Trial by Error: FDA Approves Web-CBT for IBS; GET/CBT as Tomorrow’s “Rubbish”

By David Tuller, DrPH

Mahana set to announce FDA approval for ineffective IBS program

Earlier this year, I spent a lot of time blogging about the unethical and dishonest manner in which a San Francisco start-up called Mahana Therapeutics was promoting an eight-week web-based program of cognitive behavior therapy for patients suffering from irritable bowel syndrome. The company had recently licensed this product from King’s College London and was seeking marketing approval in the US and the UK.

I wrote multiple letters to company officials and medical advisers as well as key investigators to express my dismay about the way the findings were being hyped and thoroughly misrepresented. No one ever answered.

The web-based program was road-tested in a major trial with more than 500 participants. Unfortunately for the investigators, the trial essentially demonstrated the program’s ineffectiveness. To begin with, the trial was an unblinded study relying on self-reported outcomes, a design highly prone to major bias even under the best of circumstances. Just as important, the findings for the web-based program were unpromising.
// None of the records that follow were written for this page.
PR #2979, opened 2018-03-05
changed transation to transaction in docs.py

johnnyporkchops:
Fix misspelling in   /schedules/schedule_b/{sub_id}/ two_year_transaction_period description.

It looks like in [this PR](small definition tweak #1723) some changes were made and a word was misspelled, so this PR fixes that.


lbeaufort:
Nice catch, @johnnyporkchops!

PR #2990, opened 2018-03-06
[WIP]Feature/remove extra coalesce

hcaofec:


lbeaufort:
@hcaofec @fec-jli instead of removing it here, would it be possible to figure out why there's an extra one being added, and not add it there? 
cc: @ccostino because he worked on the expression-based sort work

hcaofec:
@lbeaufort  Thanks for reviewing it.  You are right that we should consider the case-sensitive situation.

In schedule B query case, by the expression-based sort, left_index already has coalesce function.  without checking,   **_sa.func.coalesce(left_index, comparator_** put another coalesce to it. That's how the double coalesce  happens.

[link for left_index](https://github.com/18F/openFEC/blob/develop/webservices/utils.py#L105) 
[link for sort_column](https://github.com/18F/openFEC/blob/develop/webservices/utils.py#L217)
[link for sort_column](https://github.com/18F/openFEC/blob/develop/webservices/sorting.py#L104)

@ccostino

lbeaufort:
@hcaofec thanks for the tip on testing this locally. I talked with @LindsayYoung who thinks that case sensitivity won't matter here. While the performance improvement might be negligible, I do think this is easier to read, if you agree: 
```
 if 'coalesce' not in str(left_index):
    left_index = sa.func.coalesce(left_index, comparator)
```

fec-jli:
how about, if don't call sort_expression, then don't need check left_index  ?

`             if not self.sort_column[3]:
                 comparator = self.max_column_map.get(
                     str(left_index.property.columns[0].type).lower()
                 )
   				left_index = sa.func.coalesce(left_index, comparator)            
             else:
                 comparator = self.max_column_map.get(self.sort_column[5])       
            	 if str(left_index).lower().find('coalesce') == -1:
                    left_index = sa.func.coalesce(left_index, comparator)`

LindsayYoung:
Great explanation on the issue in your comment @hcaofec

Of the proposed changes I think the easiest to read version of this change is:
```
 if 'coalesce' not in str(left_index):
    left_index = sa.func.coalesce(left_index, comparator)
```
Though, the current one works as well. @hcaofec do you have a preference?

Small thing- I took off the [WIP] we really just want that naming for PRs that are not ready for review yet.

webservices/utils.py
```diff
@@ -113,7 +113,11 @@ def _fetch(self, last_index, sort_index=None, limit=None, eager=True):
             else:
                 comparator = self.max_column_map.get(self.sort_column[5])
 
-            left_index = sa.func.coalesce(left_index, comparator)
+            
+            if 'coalesce' not in str(left_index):
+                left_index = sa.func.coalesce(left_index, comparator)
```
ccostino: Nicely done, @hcaofec! :-)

All participants received standard care. At the primary end-point of 12 months, those who also used the web-based program reported statistically significant but clinically insignificant reductions in symptom severity over those who received standard care alone. At 24 months, there were no statistically or clinically significant benefits of the intervention. (The trial included a third arm receiving telephone-based CBT that reported moderately better results. Yet Mahana is marketing the web-based version.)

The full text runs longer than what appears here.